Teresa De Sio (born 3 November 1952) is an Italian pop-folk singer and songwriter. She is the elder sister of actress Giuliana De Sio.

Biography and career
Teresa De Sio was born in Naples and grew up in Cava de' Tirreni, where her family was originally from. In 1976 she started her career as a vocalist with Eugenio Bennato and Musicanova, a group which focused on Neapolitan folk music.
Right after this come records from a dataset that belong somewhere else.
PR #293, opened 2026-08-25
feat: share 2D camera math and OME-Zarr render channels [DT-9938]

lanesawyer:
# What

Moves 2D camera math from other apps into `vis-geometry` and OME-Zarr render channel construction into `vis-omezarr`, and uses those new helper functions in some of the examples, which actually fixes a couple bugs in our example site!

Both migrations came out of looking into [DT-9938](https://alleninstitute.atlassian.net/browse/DT-9938), where a Neuroglancer preview in `bkp-client` rendered noticeably dimmer than Neuroglancer itself. There are a handful of the same or similar logic scattered across `bkp-client`, and centralizing them all is a helpful step.

# How

**`vis-geometry/camera.ts`** — `screenToData`, `zoomAround`, `zoom`, `pan`, `fitToScreen`, exported from the barrel as a `Camera2D` namespace so these generic names stay unambiguous at import sites.

`bkp-client` had three copies of this math (its PPDC web component, its React OME-Zarr preview, and its Connectomics slice), and they had drifted apart on which way the vertical axis runs. One viewer zoomed toward a vertically mirrored point, disagreeing with its own pan code.

This started in core, on the reasoning that it encodes a rendering convention rather than pure math. Noah asked for it in geometry, so that is where it lives now. It only ever needed `Box2D` and `Vec2`, so geometry takes on no new dependencies, and since geometry depends on nothing there is no cycle.

**`vis-omezarr/render-channels.ts`** — `renderChannelsFromMetadata`, `fallbackRGBChannels`, `clampGamutToDataRange`.

`colorChannels` maps omero's `window.start/end` to `range` and `window.min/max` to `window`, then hands out an unclamped `range` that consumers naturally use as a gamut. Files in the wild declare a display range past what the data can hold (e.g. the file behind DT-9938 describes uint8 data with a blue channel ending at 473) so that gamut spreads across values the data never reaches and the channel renders dim.

`renderChannelsFromMetadata` clamps to the data range, which is what the tools writing these files already do when they configure Neuroglancer.

Also exports `OmeZarrColorChannel`. It was exported from `zarr/types.ts` but never added to the package barrel, so consumers could not name the type.

# PR Checklist

- [x] Have you smoke tested the example applications?
- [x] Did you check that the changes meet accessibility standards? (no UI)
- [x] Have you tested the application on these browsers?

🤖 Generated with [Claude Code](https://claude.com/claude-code), cleaned up by a human

[DT-9938]: https://alleninstitute.atlassian.net/browse/DT-9938?atlOrigin=eyJpIjoiNWRkNTljNzYxNjVmNDY3MDlhMDU5Y2ZhYzA5YTRkZjUiLCJwIjoiZ2l0aHViLWNvbS1KU1cifQ


site/src/examples/omezarr/minimal-example/sliceview.tsx
lanesawyer, line 1: This example isn't rendered in the example site, but I replaced the functions here anyway. Could delete this or expose it on the Examples page, either as part of this PR or another time.

packages/omezarr/src/index.ts
```diff
@@ -21,6 +22,7 @@ export {
     type OmeZarrOmeroChannelWindow,
     type OmeZarrOmeroChannel,
     type OmeZarrOmero,
+    type OmeZarrColorChannel,
```
lanesawyer, line 25: Should've been exporting this originally!

site/src/examples/common/camera.ts
```diff
@@ -1,43 +1,8 @@
-import { Box2D, Vec2, type box2D, type vec2 } from '@alleninstitute/vis-geometry';
+import type { box2D, vec2 } from '@alleninstitute/vis-geometry';
 
 // a basic camera, for viewing slices
 export type Camera = {
```
lanesawyer, line 4: Could move this type elsewhere and delete this file entirely... 🤷🏻

packages/omezarr/src/sliceview/render-channels.ts
```diff
@@ -0,0 +1,57 @@
+import type { Interval } from '@alleninstitute/vis-geometry';
+import type { OmeZarrColorChannel, OmeZarrMetadata } from '../zarr/types';
+import type { RenderSettingsChannels } from './slice-renderer';
+
+const DEFAULT_GAMUT: Interval = { min: 0, max: 80 };
```
lanesawyer, line 5: This comes from PPDC, not fully sure 80 makes sense to ship here? This _shouldn't_ really be hit all that often though anyway. Open to suggestions!

packages/geometry/src/camera.ts
```diff
@@ -0,0 +1,76 @@
...
+    const minCorner = Vec2.scale(Vec2.sub(imageSize, viewSize), 0.5);
+    return Box2D.create(minCorner, Vec2.add(minCorner, viewSize));
+};
+
+/**
+ * The 2D camera helpers, grouped so that names as generic as `zoom` and `pan`
+ * do not land in this package's flat barrel.
+ *
+ * Exported as an object rather than `export * as Camera2D` because the latter
+ * compiles to a TypeScript `NamespaceExport`, which parcel's .d.ts transformer
```
lanesawyer, line 68: This makes me want to move to Vite+ in `vis` soon and ditch `parcel` (which seems dead, haven't seen anything ship in 7 months).

froyo-np: I'd like to ditch parcel - it makes some very strange decisions sometimes when generating types.d.ts files, particularly with the complicated kind in the webGPU filtering stuff I'm working on

site/src/examples/omezarr/minimal-example/sliceview.tsx
froyo-np: yeah this is very old - we could delete it, fine by me

packages/geometry/src/camera.ts
```diff
@@ -0,0 +1,76 @@
+import { Box2D, Vec2, type box2D, type vec2 } from '@alleninstitute/vis-geometry';
+
+/**
+ * Converts a canvas pixel position to data space.
```
froyo-np, line 5: this file is great overall, but I do feel like its clearly geometry, more than anything else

In 1980 she launched her solo career with the album (Sulla terra sulla luna). Her second album Teresa De Sio, sung in Neapolitan, was met with critical and commercial success and sold over  500,000 copies in italy. Her third album Tre (1982), sold over 500,000 copies and reinforced her status as one of Italy's most promising talents; some of her well-known songs from this period include Voglia 'e turnà, Aumm aumm, 'E pazzielle, Terra 'e nisciuno and Ario'.

De Sio collaborated with Brian Eno for her next two albums, Africana (1985) and Sindarella suite (1988). In the 1990s her work became more politically engaged. In her 1995 album Un libero cercare she worked with Fabrizio De André and Fiorella Mannoia.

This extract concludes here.